I wouldn’t trade my planet for any extraterrestrial habitat. Still, for some powerful individuals, it seems that even the most beautiful places on Earth are no longer exciting enough – so their gaze (and budget) increasingly turns toward Mars. Why humanity is so determined to colonize the red planet remains an open question. What is certain, however, is that it won’t happen any time soon – the technology we currently possess is still not up to the task of surviving in such extreme conditions.
One of the key questions when thinking about long-term human presence beyond Earth is how we will ensure sustainable living conditions. For instance, transporting construction materials from Earth is logistically complex and economically unsustainable – and the same goes for resources needed to grow plants, microorganisms, and other life forms that make up the basis of any ecosystem.
How do we create a closed system that not only protects humans from extreme conditions but also allows for the cultivation of organisms we depend on – from food to oxygen? This question is increasingly shifting the focus from traditional engineering solutions to approaches inspired by biology.
That’s why a recent study by scientists at Harvard’s School of Engineering and Applied Sciences caught my attention – not only for its innovative use of bioplastics and algae in extreme conditions, but also for the shift in perspective it represents: instead of bringing everything we need with us, can we grow some of the necessary resources on-site, in conditions similar to those on Mars?

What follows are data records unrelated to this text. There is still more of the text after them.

PR #147, opened 2024-02-12
feat: add release scripts

tallaxes:
**Description**

Add `release` and `snapshot` scripts, `ksnap.azurecr.io` ACR for snapshots

* All releases (including snapshots) generate images for self-hosted and NAP (extra `-aks` in the tag), and Helm charts (referencing corresponding self-hosted images). Helm charts are packaged published to ACR as OCI artifacts.
* Snapshot releases can be generated with `make snapshot`, use commit hash as tag. Shapshot releases go to `ksnap.azurecr.io`, and are retained for 30 days. (See bicep template for ksnap.)
* Stable releases can be generated with `make release`, expected to be published to ACR onboarded to MCR. Stable releases have images locked after publishing (`--write-enabled false --delete-enabled false`).
* The corresponding https://github.com/Azure/karpenter-provider-azure/pull/148 adds and documents the process for consuming these stable or snapshot releases, deploying Karpenter via Helm charts
* Base images changed to `mcr.microsoft.com/cbl-mariner/distroless/minimal:2.0-nonroot`

* `make snapshot`

- [ ] Yes, issue opened: # 
- [ ] No

**Release Note**

```release-note

```


hack/release/common.sh
```diff
@@ -0,0 +1,163 @@
...
+  buildImages "${SNAPSHOT_REPO_ACR}"
+  updateHelmChart
+  # not locking artifacts for snapshot releases
+  cosignImage "${CONTROLLER_IMG}"
+  cosignImage "${CONTROLLER_IMG_NAP}"
+  publishHelmChart "karpenter" "${RELEASE_VERSION}" "${SNAPSHOT_REPO_ACR}"
+  publishHelmChart "karpenter-crd" "${RELEASE_VERSION}" "${SNAPSHOT_REPO_ACR}"
+}
+
+release() {
```
charliedmcb, line 49: nit: should this live in `releaes.sh`

hack/release/common.sh
```diff
@@ -0,0 +1,163 @@
...
+  local VERSION="$1"
+  local VERSION="${VERSION#[vV]}"
+  RELEASE_VERSION_MAJOR="${VERSION%%\.*}"
+  RELEASE_VERSION_MINOR="${VERSION#*.}"
+  RELEASE_VERSION_MINOR="${RELEASE_VERSION_MINOR%.*}"
+  RELEASE_VERSION_PATCH="${VERSION##*.}"
+  RELEASE_MINOR_VERSION="v${RELEASE_VERSION_MAJOR}.${RELEASE_VERSION_MINOR}"
+}
+
+snapshot() {
```
charliedmcb, line 32: nit: should this live in `snapshot.sh`?

hack/release/common.sh
```diff
@@ -0,0 +1,163 @@
...
+  lockImage "${IMG_REPOSITORY}" "${IMG_TAG}-aks"
+  cosignImage "${CONTROLLER_IMG}"
+  cosignImage "${CONTROLLER_IMG_NAP}"
+  updateHelmChart
+  publishHelmChart "karpenter" "${RELEASE_VERSION}" "${RELEASE_REPO_ACR}"
+  publishHelmChart "karpenter-crd" "${RELEASE_VERSION}" "${RELEASE_REPO_ACR}"
+}
+
+authenticatePrivateRepo() {
+  az acr login -n "${SNAPSHOT_REPO_ACR}"
```
charliedmcb, line 69: nit: don't really like the mixing of naming here, as this is used within the `release` script, and here its using the `SNAPSHOT_REPO_ACR` env var

charliedmcb: Is this actually a bug?

charliedmcb: Please leaving a comment to explain if intentional and keeping it this way.

hack/release/common.sh
```diff
@@ -0,0 +1,163 @@
...
+
+buildImages() {
+  RELEASE_REPO=$1
+  # Set the SOURCE_DATE_EPOCH and KO_DATA_DATE_EPOCH values for reproducable builds with timestamps
+  # https://ko.build/advanced/faq/
+
+  CONTROLLER_IMG=$(GOFLAGS=${GOFLAGS} \
+    SOURCE_DATE_EPOCH=$(git log -1 --format='%ct') KO_DATA_DATE_EPOCH=$(git log -1 --format='%ct') KO_DOCKER_REPO=${RELEASE_REPO} \
+    ko publish -B --sbom none -t "${RELEASE_VERSION}" "${RELEASE_PLATFORM}" ./cmd/controller)
+  CONTROLLER_IMG_NAP=$(GOFLAGS="${GOFLAGS} -tags=ccp" \
```
charliedmcb, line 80: should `ccp` be mentioned here?

hack/release/common.sh
```diff
@@ -0,0 +1,163 @@
...
+release() {
+  RELEASE_VERSION=$1
+  echo "Release Type: stable
+Release Version: ${RELEASE_VERSION}
+Commit: $(git rev-parse HEAD)
+Helm Chart Version $(helmChartVersion "$RELEASE_VERSION")"
+
+  authenticatePrivateRepo
+  buildImages "${RELEASE_REPO_ACR}"
+  updateHelmChart "${RELEASE_REPO_MAR}"
```
charliedmcb, line 58: Not quite following why we need to updateHelmChart twice here

charts/karpenter-crd/Chart.yaml
```diff
@@ -2,8 +2,8 @@ apiVersion: v2
 name: karpenter-crd
 description: A Helm chart for AKS Karpenter provider Custom Resource Definitions (CRDs)
 type: application
-version: 0.1.0
-appVersion: 0.1.0
+version: 0-41f6dcabe655c7fec84f4467e95bbd75285ae082
```
charliedmcb, line 5: Assuming this will get reverted for PR completion

charts/karpenter/Chart.yaml
```diff
@@ -2,8 +2,8 @@ apiVersion: v2
 name: karpenter
 description: A Helm chart for AKS Karpenter provider.
 type: application
-version: 0.1.0
-appVersion: 0.29.2
+version: 0-41f6dcabe655c7fec84f4467e95bbd75285ae082
+appVersion: 41f6dcabe655c7fec84f4467e95bbd75285ae082
```
charliedmcb, line 6: Assuming this will get reverted for PR completion

charts/karpenter/values.yaml
```diff
@@ -94,11 +94,13 @@ extraVolumes: []
 controller:
   image:
     # -- Repository path to the controller image.
-    repository: public.ecr.aws/karpenter/controller
+    repository: ksnap.azurecr.io/karpenter/snapshot/controller
     # -- Tag of the controller image.
-    tag: v0.32.1
+    tag: 41f6dcabe655c7fec84f4467e95bbd75285ae082
```
charliedmcb, line 99: Assuming this will get reverted for PR completion

hack/infra/ksnap-acr.bicep
charliedmcb, line 1: Is this actually referenced anywhere yet? I didn't spot it

charliedmcb (commented):
Overall, looking good, but have a few nits/questions.

hack/release/common.sh
tallaxes: It could. Though this follows some patterns established by the AWS provider that I like. The general idea is that snaphshot/release.sh are just thin entry points, most of the actual logic for both is in common.sh. Among other things, this makes it easy to see the differences and commonalities, update them in tandem, etc. I would prefer to keep it this way.

hack/release/common.sh
tallaxes: See the other comment on "snapshot".

hack/infra/ksnap-acr.bicep
tallaxes: This captures what we use for creating/maintaining the actual ksnap ACR, "infra-as-code" style. It has been applied manually.

hack/release/common.sh
charliedmcb: Sure, that's fine. Don't have a strong preference. I am mostly familiar with the common element containing only what's needed.

hack/infra/ksnap-acr.bicep
charliedmcb: Ah, ok that makes sense. Thanks for the explainer.

hack/release/common.sh
tallaxes: The second one left over by mistake, good catch, fixed

hack/release/common.sh
comtalyst: As Alex said, this part would not limited to only work with NAP, but also with having a general case of Karpenter being on a separate cluster/control plane (hence the name "ccp"). 

If it is not yet in our goals(?) to support self-hosted to be deployed like that, I am good with renaming it to "nap".

tallaxes: Took another look at the code - and the alternative operator implementation has many references to ccPlaneCtx, which make a lot of sense in that context. Feel like changing the build tag would introduce too much confusion, compared to the benefits. Leaving as is.

charts/karpenter-crd/Chart.yaml
tallaxes: Reverting. Neither value is great, sticking to the latest release probably makes the most sense for the in-repo chart. (Note that these values get automatically replaced for the published snapshot and release artifacts).

charts/karpenter/values.yaml
tallaxes: Reverting, though should be updated to proper release version (with next release)

hack/release/common.sh
tallaxes: It is a bug, fixing with proper ACR for release. (This is expected to go away for release, with auth switching to 1ES runner-based instead.)

charliedmcb (commented):
Overall, the release process for creating a snapshot was generall smooth. I do have some suggestions noted.

Additionally, the karpenter pod I created with the current commit snapshot, and the helm based install process PR did result in a `CrashLoopBackOff` which I will look into further:
https://github.com/Azure/karpenter-provider-azure/pull/148/files

image

Makefile
```diff
@@ -94,6 +100,12 @@ vulncheck: ## Verify code vulnerabilities
 codegen: ## Auto generate files based on Azure API responses
 	./hack/codegen.sh
 
+snapshot: ## Builds and publishes snapshot release
```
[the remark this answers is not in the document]
tallaxes: I don't' think shortcutting is worth the trouble. For actual releases we lock/protect the published image, but not for snapshots.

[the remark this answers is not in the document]
tallaxes: Yes, but let me see if we can avoid having to go through interactive login if alrady logged in ... Maybe something ike this:
```sh
	az account show -o none || az login
```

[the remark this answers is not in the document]
tallaxes: In most cases this is because the updates the chart version & values, so the next run will detect uncommited changes and refuse to proceed. Opting to add a message that clarifies what happened, rather than any kind automatic cleanup, which should help interactive scenarios. In GH action (which should drive this in most cases) this should not be a problem.

hack/release/release.sh
```diff
@@ -0,0 +1,20 @@
+#!/usr/bin/env bash
+set -euo pipefail
+
+GIT_TAG=$(git describe --exact-match --tags || echo "no tag")
```
charliedmcb, line 4: What if the commit has multiple tags?

hack/release/common.sh
```diff
@@ -0,0 +1,168 @@
+#!/usr/bin/env bash
+set -euo pipefail
+
+config(){
+  GITHUB_ACCOUNT="Azure"
+  RELEASE_ACR=${RELEASE_ACR:-ksnap.azurecr.io} # will always be ovreridden
+  RELEASE_REPO_ACR=${RELEASE_REPO_ACR:-${RELEASE_ACR}/public/aks/karpenter/}
```
charliedmcb, line 7:
```suggestion
  RELEASE_REPO_ACR=${RELEASE_REPO_ACR:-${RELEASE_ACR}/public/aks/karpenter}
```

Should the `/` at the end be removed?

Makefile
```diff
@@ -2,6 +2,12 @@ include Makefile-az.mk
 
 export K8S_VERSION ?= 1.27.x
 
+## Inject the app version into operator.Version
+LDFLAGS ?= -ldflags=-X=github.com/aws/karpenter-core/pkg/operator.Version=$(shell git describe --tags --always)
```
charliedmcb, line 6: This shouldn't be karpenter-core anymore, right?

hack/release/common.sh
```diff
@@ -0,0 +1,168 @@
...
+  ACR=$1
+  az acr login -n "${ACR}"
+}
+
+buildAndPublishImages() {
+  RELEASE_REPO=$1
+  # Set the SOURCE_DATE_EPOCH and KO_DATA_DATE_EPOCH values for reproducable builds with timestamps
+  # https://ko.build/advanced/faq/
+
+  CONTROLLER_IMG=$(GOFLAGS=${GOFLAGS} \
```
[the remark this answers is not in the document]
tallaxes: The wiring here just propagates the GOFLAGS into the build (originally set in the makefile); GOFLAGS in the makefile have comments

hack/release/release.sh
tallaxes: git describe "finds the most recent tag that is reachable from a commit", and I think this would actually work for annotated tags (which have dates). But let's not do that 🙂

hack/release/common.sh
```diff
@@ -0,0 +1,168 @@
...
+
+release() {
+  RELEASE_VERSION=$1
+  echo "Release Type: stable
+Release Version: ${RELEASE_VERSION}
+Commit: $(git rev-parse HEAD)
+Helm Chart Version $(helmChartVersion "$RELEASE_VERSION")"
+
+  authenticatePrivateRepo "${RELEASE_ACR}"
+  buildImages "${RELEASE_REPO_ACR}"
```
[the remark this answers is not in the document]
tallaxes: Renamed to buildAndPublish (now does more than images)

hack/release/common.sh
```diff
@@ -0,0 +1,157 @@
+#!/usr/bin/env bash
+set -euo pipefail
+
+RELEASE_ACR=${RELEASE_ACR:-ksnap.azurecr.io} # will always be ovreridden
```
uniemimu, line 4:
```suggestion
RELEASE_ACR=${RELEASE_ACR:-ksnap.azurecr.io} # will always be overridden
```

hack/release/common.sh
```diff
@@ -0,0 +1,157 @@
...
+# to the OCI registry alongside the image you're signing. For details see https://github.com/sigstore/cosign.
+cosignOciArtifact() {
+  local version commit_sha build_date artifact
+
+  version="${1}"
+  commit_sha="${2}"
+  build_date="${3}"
+  artifact="${4}"
+
+  cosign sign --yes -a version="${version}" -a commitSha="${commit_sha}" -a buildDate="${build_date}" "${artifact}"
```
uniemimu, line 144: cosign is probably worthy of mentioning in the README.md Install utilities section

hack/release/common.sh
```diff
@@ -0,0 +1,157 @@
...
+
+  cd charts
+  helm dependency update "${helm_chart}"
+  helm lint "${helm_chart}"
+  helm package "${helm_chart}" --version "${version}"
+  helm push "${helm_chart_artifact}" "oci://${oci_repo}"
+  rm "${helm_chart_artifact}"
+  cd ..
+
+  helm_chart_digest="$(crane digest "${oci_repo}/${helm_chart}:${version}")"
```
uniemimu, line 127: crane is probably worthy of mentioning in the README.md Install utilities section

charliedmcb (commented):
Looking good

Makefile-az.mk
```diff
@@ -26,7 +26,7 @@ az-all-custom-vnet: az-login az-create-workload-msi az-mkaks-custom-vnet az-crea
 az-all-savm:    az-login az-mkaks-savm az-perm-savm az-patch-skaffold-azure az-build az-run az-run-sample ## Provision the infra (ACR,AKS); build and deploy Karpenter; deploy sample Provisioner and workload - StandaloneVirtualMachines
 
 az-login: ## Login into Azure
-	az login
+	az account show -o none || az login
```
charliedmcb, line 29: Is this an intended change for this PR?

hack/release/common.sh
```diff
@@ -0,0 +1,157 @@
...
+  img="$(GOFLAGS=${GOFLAGS:-} \
+    SOURCE_DATE_EPOCH="${date_epoch}" KO_DATA_DATE_EPOCH="${date_epoch}" KO_DOCKER_REPO="${oci_repo}" \
+    ko publish -B --sbom none -t "${version}"     ./cmd/controller)"
+  img_nap="$(GOFLAGS="${GOFLAGS:-} -tags=ccp" \
+    SOURCE_DATE_EPOCH="${date_epoch}" KO_DATA_DATE_EPOCH="${date_epoch}" KO_DOCKER_REPO="${oci_repo}" \
+    ko publish -B --sbom none -t "${version}"-aks ./cmd/controller)"
+
+  img_repo="$(echo "${img}" | cut -d "@" -f 1 | cut -d ":" -f 1)"
+  img_tag="$(echo "${img}" | cut -d "@" -f 1 | cut -d ":" -f 2 -s)"
+  img_digest="$(echo "${img}" | cut -d "@" -f 2)"
```
charliedmcb, line 72: Could possibly use some minor comments on data format, and what exactly is getting extracted here. Little hard to just directly read/understand.

hack/release/common.sh
```diff
@@ -0,0 +1,157 @@
...
+
+  img_registry="$(echo "${img_repo}" | cut -d "/" -f 1)"
+  img_path="$(echo "${img_repo}" | cut -d "/" -f 2-)"
```
charliedmcb, line 75: Same comment on, "could possibly use some minor comments on data format, and what exactly is getting extracted here. Little hard to just directly read/understand."

Makefile-az.mk
tallaxes: Yes. While not strictly speaking part of the PR functionality, it addresses a long-standing problem with our makefile workflows: the fact that login is performed even if one is already logged in.

hack/release/common.sh
```diff
@@ -0,0 +1,157 @@
...
+}
+
+lockImage() {
+  local img_registry img_path img_tag
+
+  img_registry="$1"
+  img_path="$2"
+  img_tag="$3"
+
+	az acr repository update -n "${img_registry}" --image "${img_path}:${img_tag}" \
```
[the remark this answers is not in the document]
tallaxes: Not for me, but a tab instead of space snuck it; fixed

hack/release/common.sh
tallaxes: Added example, hopefully helps

hack/release/common.sh
tallaxes: Added a comment, thought the variable names tell the story ...

hack/release/common.sh
```diff
@@ -1,168 +1,157 @@
...
+  version="${2}"
+  helm_chart_version="${3}"
+  commit_sha="${4}"
+
+  date_epoch="$(dateEpoch)"
+  build_date="$(buildDate "${date_epoch}")"
+
+  img="$(GOFLAGS=${GOFLAGS:-} \
+    SOURCE_DATE_EPOCH="${date_epoch}" KO_DATA_DATE_EPOCH="${date_epoch}" KO_DOCKER_REPO="${oci_repo}" \
+    ko publish -B --sbom none -t "${version}"     ./cmd/controller)"
```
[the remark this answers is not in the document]
tallaxes: Sharp eyes! Those moved into defaults in ko.yaml

hack/release/common.sh
```diff
@@ -1,168 +1,157 @@
...
+  img_nap="$(GOFLAGS="${GOFLAGS:-} -tags=ccp" \
+    SOURCE_DATE_EPOCH="${date_epoch}" KO_DATA_DATE_EPOCH="${date_epoch}" KO_DOCKER_REPO="${oci_repo}" \
+    ko publish -B --sbom none -t "${version}"-aks ./cmd/controller)"
```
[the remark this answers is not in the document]
tallaxes: Same, ko.yaml

hack/release/common.sh
```diff
@@ -1,168 +1,157 @@
...
+
+  img_repo="$(echo "${img}" | cut -d "@" -f 1 | cut -d ":" -f 1)"
+  img_tag="$(echo "${img}" | cut -d "@" -f 1 | cut -d ":" -f 2 -s)"
+  img_digest="$(echo "${img}" | cut -d "@" -f 2)"
+
+  img_registry="$(echo "${img_repo}" | cut -d "/" -f 1)"
+  img_path="$(echo "${img_repo}" | cut -d "/" -f 2-)"
+
+  lockImage "${img_registry}" "${img_path}" "${img_tag}"
+  lockImage "${img_registry}" "${img_path}" "${img_tag}-aks"
```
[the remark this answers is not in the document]
tallaxes: Good catch, fixed

hack/release/common.sh
charliedmcb: This is great! Just having some info on the data format is perfect!

hack/release/common.sh
charliedmcb: I still think these little data examples are great!

charliedmcb (approved):
lgtm!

The experiment, led by Professor Robin Wordsworth’s team, successfully grew algae under Mars-like conditions using bioplastic as the foundation for a closed habitat. Specifically, they used Dunaliella tertiolecta, known for its resilience and ability to perform photosynthesis under harsh conditions. The algae grew inside a chamber made of polylactic acid, a bioplastic that allows light to pass through while blocking harmful UV radiation.
The significance of this experiment is multifaceted. First, it demonstrates that it’s possible to create a controlled environment suitable for photosynthetic organisms even at a pressure of only 600 pascals – equivalent to the atmosphere on Mars. Second, the chamber successfully stabilized liquid water, a major challenge in low-pressure conditions. Third, and most importantly, the idea that bioplastics can be produced locally using algae opens up the possibility of a closed-loop system – where the habitat and the organisms within it support each other’s survival.
In this context, bioplastics are not just substitutes for industrial materials but a potential foundation for sustainable infrastructure beyond Earth. The concept departs from the traditional engineering approach based on transporting and storing materials: here, we’re talking about a system that grows and regenerates locally through biological processes.
Interestingly, researchers didn’t stop with Mars. The next step is to test these systems in a vacuum, which would make them applicable on the Moon and in deep space. In parallel, they are developing a functional closed-loop system that could integrate production, growth, protection, and adaptation into a single efficient whole.
It’s important to note that such technologies are not being developed solely for future space colonization. Many of the principles behind them – circular systems, local production, reduced dependence on external resources – are directly applicable to sustainability efforts on Earth.
These studies don’t offer final solutions, but they do represent tangible steps toward self-sustaining systems. In that sense, bioplastic habitats with algae may not be the first homes on Mars – but they could form a vital foundation for rethinking how we build and sustain life anywhere in the Solar System.